Each week is seemingly accompanied by news of some perimeter security appliance being successfully exploited by adversaries. Sophos has produced a report — covered by Wired — which outlines their 5-year efforts to identify and combat such adversaries. It’s a wild read both in terms of the range of activities undertaken by Sophos and for making clearer to the public the range of intelligence activities that private organizations undertake as part of their cybersecurity operations.
Some of the major revelations, and activities undertaken, by Sophos include:
- A broader group of China-based researchers developed hacking techniques and supplied them to Chinese government APTs.
- Historically the exploitation of Sophos appliances was being carried out using 0-days but, in recent assessments, APTs are using N-days to target end-of-life equipment.
- Sophos included code in one of its hotfixes to obtain additional information from consumer devices and expose more information about adversaries to the company.
- Sophos went to far as to deploy, “its own spy implants to the Sophos devices in Chengdu they were testing on—essentially hacking the hackers, albeit only through code added to a few installations of its own products the hackers had obtained.”
- Targets of Chinese APTs were often located throughout Asia, and most recently included “another country’s nuclear energy regulatory agency, then a military facility in the same country and the airport of the country’s capital city, as well as other hacking incidents that targeted Tibetan exiles.”

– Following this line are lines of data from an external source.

PR #894, opened 2020-03-03
Use GHC SrcSpans in Idea

googleson78:
Not sure if this is what `Idea needs to not use HSE SrcSpans` means.

I used adapters in some places (e.g. `Apply.hs`), because from what I can tell you need to get rid of `ParseFlags` and hse parsing there first, to be able to get rid of the HSE SrcSpans there.


src/GHC/Util.hs
```diff
@@ -15,8 +18,14 @@ module GHC.Util (
 
   , parsePragmasIntoDynFlags
   , parseFileGhcLib, parseExpGhcLib, parseImportGhcLib
+  , hseSpanToGHC, hseLocToGHC
```
googleson78: Is this module an ok location for all these things?

src/GHC/Util.hs
```diff
@@ -51,3 +63,82 @@ parseFileGhcLib :: FilePath -> String -> DynFlags -> ParseResult (Located (HsMod
...
+
+toOldeSpan :: SrcSpan -> (String, Int, Int, Int, Int)
+toOldeSpan (RealSrcSpan span) =
+  ( unpackFS $ srcSpanFile span
+  , srcSpanStartLine span
+  , srcSpanStartCol span
+  , srcSpanEndLine span
+  , srcSpanEndCol span
+  )
+-- TODO: the bad locations are all (-1) right now
```
googleson78: This is fine, right?

src/Test/Annotations.hs
```diff
@@ -69,7 +72,8 @@ testAnnotations setting file rpath = do
                         ,"SRC: " ++ showSrcLoc loc
                         ,"INPUT: " ++ inp
                         ,"OUTPUT: " ++ show i]
-                        | i@Idea{..} <- fromRight [] ideas, let SrcLoc{..} = getPointLoc ideaSpan, srcFilename == "" || srcLine == 0 || srcColumn == 0]
+                        | i@Idea{..} <- fromRight [] ideas, let GHC.SrcLoc{..} = GHC.srcSpanStart ideaSpan, srcFilename == "" || srcLine == 0 || srcColumn == 0]
+                        -- TODO: shouldn't these checks be == -1 instead?
```
googleson78: I'm probably entirely missing something here, but the `== 0`s caught my attention!

src/GHC/Util.hs
shayne-fletcher: I'm a bit reluctant to have the GHC modules depend on HSE if we can get away with it. We've managed to avoid that until now. Note also there are the functions `ghcSpanToHSE`, `ghcSrcLocToHSE` in `HSE/All.hs`.

googleson78: I moved it to `HSE.All`

I'm restating the same question about the other functions.

ndmitchell: I'm not overly fussed about where the functions are for now. I imagine all this stuff will move over time.

shayne-fletcher: Thanks for that. Yes, not a big deal but nice that it worked out putting them in `All`. These conversion functions will ultimately be eliminated 😄

src/GHC/Util.hs
shayne-fletcher: IIUC then yes, I think so.

shayne-fletcher:
If we didn't use pattern synonyms here, would it have a profound effect on readability/quantity of code?

src/Test/Annotations.hs
shayne-fletcher: Think Neil will have to comment on those. Another possibility is that there is some machinery is set-up to inject these spans with those values for the specific reason of triggering those matches.

googleson78:
@shayne-fletcher 

Not too much, 4 places will be affected (from quick grepping)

- Sophos found that the adversaries had built a bootkit which is designed to infect low-level code. The company is asserting this may be the first time a firewall bootkit has ever been seen. They have no intelligence that it has ever been deployed in the wild.
It’s uncommon for the details of how private companies have developed their defensive strategies over a longer period of time to be made public, and so this is helpful for broadening the space for discussion. Sophos’ activities are, also, significant on the basis that the private company implanted its own systems to develop intelligence concerning its Chinese adversaries.
There has been extensive normative and legal discussion on the risks linked with “hacking back” and Sophos’ actions are another step towards normalizing such behaviour, albeit under the auspice of a company targeting its own equipment. I personally don’t think that Sophos’ defence that they were targeting their own equipment meaningfully isolates the broader implications of their actions. Perimeter appliances are extensively deployed and their decision may both normalize such behaviours broadly by private firms for their own ends and, also, further open the doors to some governments pressuring private firms to deploy implants on behalf of said governments. Neither of these trajectories are likely to end well.